Les partis politiques de l’opposition ne veulent pas perdre une seule minute au cours de cette année 2017. Si le gouvernement prévoit les élections locales d’ici la fin 2018, ces derniers s’arment d’ores et déjà  pour la bonne tenue de ces élections dont les dernières datent de trente (30) ans. L’autre sujet qui les tient à cœur est celui des réformes constitutionnelles et institutionnelles dont les membres de la commission devant réfléchir sur cette question ont été nommés par le chef de l’Etat Faure Gnassingbé le 3 Janvier dernier. Une commission dont les membres sont désavoués par certains responsables de l’opposition. Dans une interview accordée à notre rédaction, le Professeur Aimé Tchabouré Gogué, Président de l’Alliance des Démocrates pour le Développement Intégral (ADDI), ancien ministre du Plan de 1991 à 1993 fustige la procédure de nomination des membres de cette commission et charge Faure Gnassingbé de n’avoir pas au préalable consulté la classe politique de l’opposition, du moins le chef de file de l’opposition Jean-Pierre Fabre, les chefs traditionnels ou les religieux.

Lisez l’interview

LA VOIX DE LA NATION : L’année 2016 a pris fin depuis quelques jours. Pouvez-vous nous faire un bilan de votre parti ?

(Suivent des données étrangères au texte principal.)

PR #5802, opened 2026-08-20
Limit ASan regtest concurrency

DCM-Uni-Paderborn:
The latest Address Sanitizer dashboard report stops abruptly partway through the regression suite. It contains no sanitizer finding, test failure, summary, final status, or `EndDate`, which is consistent with the worker being terminated externally under load. The previous complete ASan run used eight concurrent 2-rank x 2-thread jobs on a 32-CPU node.

Set `--maxtasks=24` for this runner, reducing it to six concurrent jobs. This is a 25% reduction in process and memory pressure; all tests, sanitizer checks, and dependencies remain enabled. The last complete run took about 80 minutes, so the reduced concurrency should remain within the dashboard timeout.

Checks performed:
- `./make_pretty.sh`
- `git diff --check`

A targeted `asan-psmp` run is required. If it still ends without a report footer or sanitizer finding, the remaining problem is likely in the runner or GCP pool rather than CP2K.

### DIFF
--- a/tools/docker/Dockerfile.test_asan-psmp
+++ b/tools/docker/Dockerfile.test_asan-psmp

Aimé Tchabouré Gogué : Nous sommes en début d’une nouvelle année et comme la tradition l’exige, je souhaite que la population garde la conviction de voir se réaliser au Togo l’alternance. Que chacun œuvre pour cette alternance. Que nos compatriotes qui militent pour le maintien d’Unir voient la vérité en face. Ils doivent comprendre que ce régime ne travaille pas pour l’intérêt du peuple togolais, il faut que les togolais comprennent ceci et travaillent  sérieusement pour que le changement arrive par l’alternance.

Pour revenir à la question, je dirai que nous ne sommes pas totalement satisfaits en 2016. Certes nous avons fait beaucoup d’activités mais je pense que nous n’avions pas réalisé tout ce que nous devons faire. Nous avons mis l’accent sur la formation surtout des jeunes sur le leadership et le militantisme. Nous avions également fait une proposition de loi avec l’Alliance Nationale pour le Changement (ANC) sur les réformes qui a été finalement rejetée à l’Assemblée nationale.

Nous avions fait des réflexions au niveau de la décentralisation, interpellé les hauts responsables à travers une proposition de loi à déclarer leur bien suivant l’article 145 de la constitution qui dispose que « tout homme politique nommé, fasse une déclaration du bien à l’entrée de leur fonction ainsi qu’à leur sortie ». Voilà des actions que nous avons menées que nous pensons un peu insuffisantes. Cette année, nous serons encore plus actifs sur le sujet de la décentralisation et les réformes mais surtout mettre un accent particulier sur la transparence des élections.

Quels sont selon vous, les grands chantiers que le Togo doit aborder cette année 2017 ?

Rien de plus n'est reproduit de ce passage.